Department of Surgery, Cancer Institute/Hospital, Chinese Academy of Medical Sciences, Beijing, China.
PLoS One. 2012;7(12):e50035. doi: 10.1371/journal.pone.0050035. Epub 2012 Dec 5.
Primary hepatocellular carcinoma (HCC) is usually presented in inflamed fibrotic/cirrhotic liver with extensive lymphocyte infiltration. We examined the associations between the HCC early recurrence and alterations in serum levels of inflammatory cytokines.

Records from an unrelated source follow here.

PR #101, opened 2016-11-16
set config mode as arm for xplatform cli before deploying acs

VincentLiu028:
default mode is asm after installation of xplatform cli. Need to run command to change mode to arm, or will get error run following command.


colemickens:
Thanks for the PR!

PR #106, opened 2016-11-17
add operation status definition

rjtsdl:
Define the operation status
The fields conform with ARM's microsoft internal api definition. I will not share anything more.


raveeram:
Agree with @colemickens . Probably see what @anhowe has to say.

amanohar:
As discussed in person this data structure belong in the service and not ACS Engine.

rjtsdl:
Talked offline, i will close this.

PR #110, opened 2016-11-18
Fix az cli usage docs

colemickens:


colemickens:
Equal signs were removed because of this bug: https://github.com/Azure/azure-cli/issues/1379 (and then on the other flags just to be consistent.

README.md
```diff
@@ -90,14 +90,14 @@ $ az login
 $ az account set --name "<SUBSCRIPTION NAME OR ID>"
 
 $ az group create \
```
kmala: this should be `az resource group create` instead of `az group create`

kmala: I thought of making a PR but since you already have a PR for the docs change i felt this change also can go along with other changes.

colemickens: Thanks, happy to roll it into this one. Good catch.

PR #121, opened 2016-11-24
Fixes #116. Naming container when starting

### LINKED ISSUE #116: [kubernetes] systemctl stop kubelet.service
Unable to stop kubelet.service via systemctl on k8s master node.

```
> systemctl stop kubelet.service
> systemctl status kubelet.service
Nov 22 01:29:19 k8s-master-1479775666-0 systemd[1]: Stopping Kubelet...
Nov 22 01:29:19 k8s-master-1479775666-0 docker[26894]: Error response from daemon: No such container: kubelet

```

Should be a fairly easy fix if you name the docker image when starting:
https://github.com/Azure/acs-engine/blob/master/parts/kubernetesmastercustomdata.yml#L323

jpoon:
Fixes https://github.com/Azure/acs-engine/issues/116 by naming container to `kubelet` on start such that it can be stopped through `systemctl`

### DIFF
--- a/parts/kubernetesmastercustomdata.yml
+++ b/parts/kubernetesmastercustomdata.yml
@@ -294,6 +294,7 @@ write_files:
     ExecStartPre=/bin/mount --bind /var/lib/kubelet /var/lib/kubelet
     ExecStartPre=/bin/mount --make-shared /var/lib/kubelet
     ExecStart=/usr/bin/docker run \
+      --name=kubelet
       --net=host \
       --pid=host \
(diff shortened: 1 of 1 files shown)


colemickens:
Was this tested? Because it broke Kubernetes.

You're missing a `\` at the end of the line...

colemickens:
Not only that, it should have been done for the agents as well...

jpoon:
@colemickens fuuu. my bad.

A cohort of 105 HCC patients with chronic hepatitis B virus infection were included. Pre-therapy, we quantified their serum concentrations of Th1-, Th2-, Th17-, Treg-related, and other cytokines that have been reported to be associated with poor prognosis in human cancers. IL17-producing T-cells were generated in vitro from HCC patients and co-cultured with HCC cell lines separated by a 0.4 µM transwell.

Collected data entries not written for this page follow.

PR #134, opened 2016-12-07
pki: remove wildcard from subject alt names

gabrtv:
This PR is designed to remove the wildcard FQDN from the end of the subjectAltNames in the APIServer certificate.  I was tempted to change some of the calling code to make the intent more clear, but opted for the 1-line change instead.

This PR resolves the following `pyopenssl` error:

```console
WARNING:requests.packages.urllib3.contrib.pyopenssl:A problem was encountered with the certificate that prevented urllib3 from finding the SubjectAlternativeName field. This can affect certificate validation. The error was Codepoint U+002A at position 1 of '*' not allowed
/usr/local/lib/python3.5/dist-packages/requests/packages/urllib3/connection.py:337: SubjectAltNameWarning: Certificate for 10.0.0.1 has no `subjectAltName`, falling back to check for a `commonName` for now. This feature is being removed by major browsers and deprecated by RFC 2818. (See https://github.com/shazow/urllib3/issues/497 for details.)
  SubjectAltNameWarning
ERROR:requests.packages.urllib3.connection:Certificate did not match expected hostname: 10.0.0.1. Certificate: {'subject': ((('commonName', 'apiserver'),),), 'subjectAltName': []}
ERROR There was a problem retrieving data from the Kubernetes API server. URL: https://10.0.0.1:443/api/v1/namespaces/test-288243432, params: {}
ERROR:scheduler:There was a problem retrieving data from the Kubernetes API server. URL: https://10.0.0.1:443/api/v1/namespaces/test-288243432, params: {}
```

### DIFF
--- a/pkg/acsengine/pki.go
+++ b/pkg/acsengine/pki.go
@@ -24,7 +24,7 @@ type PkiKeyCertPair struct {
 	PrivateKeyPem  string
 }
 
-func CreatePki(masterFQDN string, extraFQDNs []string, extraIPs []net.IP, clusterDomain string) (*PkiKeyCertPair, *PkiKeyCertPair, *PkiKeyCertPair, *PkiKeyCertPair, error) {
+func CreatePki(extraFQDNs []string, extraIPs []net.IP, clusterDomain string) (*PkiKeyCertPair, *PkiKeyCertPair, *PkiKeyCertPair, *PkiKeyCertPair, error) {
 	start := time.Now()
 	defer func(s time.Time) {
 		fmt.Fprintf(os.Stderr, "cert creation took %s\n", time.Since(s))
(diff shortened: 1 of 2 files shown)


pkg/acsengine/pki.go
```diff
@@ -110,7 +110,6 @@ func createCertificate(commonName string, caCertificate *x509.Certificate, caPri
 		template.KeyUsage |= x509.KeyUsageCertSign
 		template.IsCA = isCA
 	} else if isServer {
-		extraFQDNs = append(extraFQDNs, FQDN)
```
anhowe: Implement either of two recommendations:
1. keep your change, but then remove FQDN through full call stack, or
2. undo your change, and in setDefaultCerts remove the "*", and send in element 0 as the FQDN and [1:] as the FQDNs

gabrtv:
@anhowe I went with option 1 since FQDN is not used anymore. PTAL. Thanks!

PR #135, opened 2016-12-08
Adding capability to have CRP deploy keyvault certs during deployment

JackQuincy:
Updating types
Adding unit tests and making it work in the templates
Adding validation


colemickens:
@anhowe should review it too, but LGTM.

parts/dcosagentresourcesvmas.t
```diff
@@ -211,6 +211,31 @@
                 ]
               }
             }
+            {{if .HasSecrets}}
+            ,
+            "secrets":[
+            {{range  $vIndex, $vault := .Secrets}}
+              {{if $vIndex}}
```
colemickens: super nit, but these comma constructs could be a single line?

pkg/api/converterfromapi.go
```diff
@@ -191,6 +208,12 @@ func convertAgentPoolProfileToVLabs(api *AgentPoolProfile, p *vlabs.AgentPoolPro
 	p.VnetSubnetID = api.VnetSubnetID
 	p.SetSubnet(api.Subnet)
 	p.FQDN = api.FQDN
+	p.Secrets = []vlabs.KeyVaultSecrets{}
```
anhowe: we only want as part of VLabs, and probably not 20160330, since it is sealed.

pkg/api/convertertoapi.go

All the 105 cases of HCC patients had liver cirrhosis. The patients who suffered from HCC early recurrence had higher pre-therapy serum levels of IL17 and lower levels of IL10 than those who did not suffer from recurrence after curative hepatectomy. After adjustment for general tumor clinicopathological factors, elevated serum levels of IL17 (≥ 0.9 pg/ml) was found to be an independent risk factor for HCC early recurrence with a hazard ratio of 2.46 (95%CI 1.34-4.51). Patients with bigger tumors (>5 cm in diameter) and elevated serum levels of IL17 had the highest risk of early recurrence as compared to those with only one of these factors (P = 0.009) or without any (P<0.001). These factors showed similar effects on the HCC patient overall survival. Intrahepatic infiltrated T-cells in HCC patients were identified as the major IL17-producing cells. Proliferation of HCC cells, QGY-7703, was augmented QGY-7703, was augmented in the presence of IL17-producing T-cells. This effect diminished after neutralizing antibody against human IL17A or TNFα was included.
Both tumors and IL17 from liver infiltrated T-cells contributed to HCC early recurrence and progression after curative resection. Pre-therapy serum IL17 levels may serve as an additional indicator for predicting high-risk patients.
原发性肝细胞癌(HCC)通常发生在炎症性纤维化/肝硬化肝脏中,伴有广泛的淋巴细胞浸润。我们研究了 HCC 早期复发与炎症细胞因子血清水平变化之间的关系。
纳入了 105 例慢性乙型肝炎病毒感染的 HCC 患者。在治疗前,我们定量检测了他们的 Th1、Th2、Th17、Treg 相关及其他细胞因子的血清浓度,这些细胞因子已被报道与人类癌症的不良预后相关。从 HCC 患者中体外生成产生 IL17 的 T 细胞,并将其与 HCC 细胞系通过 0.4µM 转染器共培养。
所有 105 例 HCC 患者均患有肝硬化。与根治性肝切除术后未复发的患者相比,发生 HCC 早期复发的患者治疗前血清 IL17 水平较高,而 IL10 水平较低。在调整一般肿瘤临床病理因素后,发现血清 IL17 水平升高(≥0.9pg/ml)是 HCC 早期复发的独立危险因素,风险比为 2.46(95%CI 1.34-4.51)。与仅具有这些因素之一的患者(P=0.009)或没有任何因素的患者(P<0.001)相比,肿瘤较大(直径>5cm)和血清 IL17 水平升高的患者发生早期复发的风险最高。这些因素对 HCC 患者的总生存也有类似的影响。在 HCC 患者中,肝内浸润的 T 细胞被鉴定为主要的 IL17 产生细胞。在存在产生 IL17 的 T 细胞的情况下,HCC 细胞系 QGY-7703 的增殖被增强,当加入抗人 IL17A 或 TNFα 的中和抗体后,这种作用减弱。
肿瘤和来自肝浸润 T 细胞的 IL17 均有助于根治性切除术后 HCC 的早期复发和进展。治疗前的血清 IL17 水平可能作为预测高危患者的附加指标。